Gaditano seemed to be aware of what he was doing; giving back to the man he had nearly killed in exchange for the pain he once incited. He followed the lure as surely as Lucinda had done in the training session of old. He seemed to be more than just a brute animal, but somehow human once more.
“This is for you,” he seemed to say. Manolo understood, too. He and his enemy were one. They were killers. Both of them. They did what came naturally.
Every pass, every gesture, and every movement Manolo made had been planned for so long, leading up to the moment where he would sink the sword into the back of Gaditano and watch his great enemy fall.
But then what?
“Then I live with this,” he answered, speaking aloud.
He had paused to rest himself as well as Gaditano, but there were other things he had in store for both his deadly dance partner and the crowd.
Long ago, Carlos Arruza had introduced the arrucina pass to the bullfight, where he positioned the lure behind his back with only the tip of it exposed. To do so with a bull that was worn down from the picador and the barbs was one thing, but Gaditano had suffered none of these indignities. What Manolo proposed was suicide.
“No,” came several screams from those realizing what was about to happen. “No…”

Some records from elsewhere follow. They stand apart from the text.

Issue #17431, opened 2023-09-16
WebView RequestMediaCapturePermission


tekmun:
### Description

When using WebRTC, the RequestMediaCapturePermission function is not called when the app asks permission to use camera (and microphone).

### Steps to Reproduce

1. Run the attached application.
2. Click on the red button "Open Camera"
3. The public override void RequestMediaCapturePermission(...) in WebViewUIDelegate.cs (under IOS/MacCatalyst platform folders) do not get called.

### Link to public reproduction project repository

https://github.com/tekmun/WebViewIssue.git

### Version with bug

7.0.92

### Is this a regression from previous behavior?

No, this is something new

### Last version that worked well

Unknown/Other

### Affected platforms

iOS, macOS

### Affected platform versions

All versions

### Did you find any workaround?

No

### Relevant log output

```shell
Nil.
```

tekmun:
https://stackoverflow.com/questions/75631757/how-to-fix-double-permission-popup-in-maui-ios-web-view/77095790#77095790

Someone suggested this answer above but I cannot get it working.
Also, I cannot find RequestMediaCapturePermission in the MAUI repository. Can it be that the API is not bounded? If so, it should be straightforward to insert it and make it available in the next release.
Please take a look. Thanks.

tekmun:
Progress made in #18394

PR #18483, opened 2023-11-02
[Catalyst] Allow to use a custom WKUIDelegate on WebView

### LINKED ISSUE #18394: MapWKUIDelegate conditional compilation for MacCatalyst
### Description

Add conditional compilation for MacCatalyst in https://github.com/dotnet/maui/blob/main/src/Core/src/Handlers/WebView/WebViewHandler.cs.

Add "|| MacCatalyst" on lines 15 and 31.
Add "&& MacCatalyst" on line 9

In https://stackoverflow.com/questions/77170252/requestcapturemediapermission-for-wkwebview-in-maui-ios/77200328?noredirect=1#comment136198064_77200328, the given solution works only on iOS and not on MacCatalyst. The suspected reason is that the conditional compilation happens only for iOS.

### Steps to Reproduce

No test case is needed.

_No response_

### Version with bug

8.0.0-rc.2.9373

No, this is something new

Unknown/Other

### Affected platforms

macOS

Mac 14

No.

### Relevant log output

```shell
Not required.
```

jsuarezruiz:
### Description of Change

Error with a simple fix that I have seen doing triage taking a look to new issues. Allow to use a custom `WKUIDelegate `on WebView

### Issues Fixed

Fixes #18394


mattleibow:
Do we have any tests for this - even for iOS?

tekmun:
Line 31 should be || MacCatalyst, not && MacCatalyst.
With AND operation, the conditional statement will not work on iOS and Mac. Please kindly change it! Thanks.

src/Core/src/Handlers/WebView/WebViewHandler.cs
```diff
@@ -28,7 +28,7 @@ public partial class WebViewHandler : IWebViewHandler
 			[nameof(WebViewClient)] = MapWebViewClient,
 			[nameof(WebChromeClient)] = MapWebChromeClient,
 			[nameof(WebView.Settings)] =  MapWebViewSettings
-#elif __IOS__
+#elif __IOS__ && MACCATALYST
```
mattleibow, line 31: Thanks @tekmun!!!

```suggestion
#elif __IOS__ || MACCATALYST
```

mattleibow (changes requested):

tekmun:
> Do we have any tests for this - even for iOS?

Yes. Use this project.
https://github.com/dotnet/maui/issues/17431

Discussion was done in https://stackoverflow.com/questions/77170252/requestcapturemediapermission-for-wkwebview-in-maui-ios/77200328

mattleibow:
I mean do we have any unit or device tests in Maui? The fact that this PR is green and the wrong condition means that we don't and should. All changes should have a test to ensure that it never breaks again.

tekmun:
With current main repository, Line 15 on Platforms/iOS/WebViewUIDelegate.cs of this project https://github.com/tekmun/WebViewIssue.git will be called for iOS.

I have not tested it on Mac though.  Can someone test whether with the suggested changes, Line 15 on Platforms/iOS/WebViewUIDelegate.cs will be called on Mac/MacCatalyst? In theory, it should.

tekmun:
Can this change make it into GA next week?

tekmun:
This change is not destructive, meaning that it will not affect systems that are working now. It just allows the MacCatalyst app to have the same functionality as the iOS app. Please kindly merge the changes before GA next week. Thanks.

tekmun:
Any updates on when the merging of this code into the main repository?

jsuarezruiz:
> I mean do we have any unit or device tests in Maui? The fact that this PR is green and the wrong condition means that we don't and should. All changes should have a test to ensure that it never breaks again.

Require a custom WKUIDelegate and handlers, already added a sample in the Gallery.

tekmun:
Any updates on when the merging of this code into the main repository?
I understand maui is now a nuget package and we can use <MauiVersion> to download a nightly build. Can I test it out soon?

tekmun:
It looks like the test case has been added and all checks have passed. Can the reviewers approve this request into the main branch?

tekmun:
The requested change has not been reflected in the main branch.

jsuarezruiz:
Yay, build is passing. Could we get another review here?

src/Core/src/Handlers/WebView/WebViewHandler.cs
```diff
@@ -28,7 +28,7 @@ public partial class WebViewHandler : IWebViewHandler
 			[nameof(WebViewClient)] = MapWebViewClient,
 			[nameof(WebChromeClient)] = MapWebChromeClient,
 			[nameof(WebView.Settings)] =  MapWebViewSettings
-#elif __IOS__
+#elif __IOS__ || MACCATALYST
```
PureWeen, line 31: I don't think this does anything in our code

Semi-confusingly

We already build everything marked as IOS for MACCatalyst
https://github.com/dotnet/maui/blob/main/src/MultiTargeting.targets#L99-L102

I'm not really sure what the users problem is but I don't think this will fix anything for them.

I don't quite understand on the repro, why they are setting the delegate inside a "BeginInvoke" call.


Like, if I check the type of the UIDelegate it's definitely already being replaced

image

you can also see it here that it's already set
image

PureWeen (changes requested):
I don't think we need this

PureWeen:
https://github.com/dotnet/maui/pull/18483#discussion_r1536671820

PR #18488, opened 2023-11-02
Fix the incorrect manifest project name

mattleibow:
### Description of Change

The project name should have the `.Manifest` suffix to indicate that it is the manifest. The final package name is already correct as there was adjustment in the project to fix it during the package process.

This PR only changes the filenames of things in the maui repo source and not any artifacts.


src/Workload/Microsoft.NET.Sdk.Maui.Manifest/Microsoft.NET.Sdk.Maui.Manifest.csproj
```diff
@@ -3,7 +3,7 @@
   <Import Project="../Shared/Common.targets" />
 
   <PropertyGroup>
-    <PackageId>$(PackageId).Manifest-$(DotNetMauiManifestVersionBand)</PackageId>
+    <PackageId>$(PackageId)-$(DotNetMauiManifestVersionBand)</PackageId>
```
jonathanpeppers, line 6: Since `.Manifest` is added to the `.csproj` file name, this seems like the package ID would be the same. 👍

jonathanpeppers (dismissed):

jonathanpeppers:
This actually looks like it broke something:
```
Microsoft.NET.Sdk.WorkloadManifestReader.WorkloadManifestCompositionException: Workload definition 'maui' in manifest 'microsoft.net.sdk.maui.manifest'
```
So maybe there is one other place that needs a fix/rename?

jonathanpeppers (approved):
Ok makes sense, this fixed it: 

https://github.com/dotnet/maui/compare/3f8d54274a69696d350989c2b5ff91e32cd6c5fa..22c594c82bd68b40bb907fb3bdc0890aa849c410

image

jfversluis (approved):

Manolo shook his head up and down in the affirmative. His visage was aglow with demonic rage.
“Gaditano!”
The animal charged, and as if guided by a supernatural force, went for the small portion of cloth, brushing by Manolo Garza.
There was no cheer, but only a scream of 5000 people acting as one mind and voice.
Again, he did the pass, then again and again.
“Ole! Ole…”
Suddenly, Manolo felt the familiar jolt.
“O...”
He was not sure if he was suspended on the horn of Gaditano or the head, but he was being lifted and thrown. He felt like a human paper airplane, as he sailed over the top of his enemy’s furry back and over the tail in what amounted to a bizarre summersault. He was hurled indignantly to the sand, and as he looked up, Gaditano had turned on him. The problem was the animal was too close, and no one could rescue him in time.
“Gaditano...”
So this was how and where it would end. Beast and not man would rule this day. Now the horn was coming, but where would it strike? The back? The neck? Manolo Garza was destined to die as a victim of his profession. On one hand, he lamented not being able to kill his enemy as he had hoped for so long, but if he was to die, this was where and how it should happen.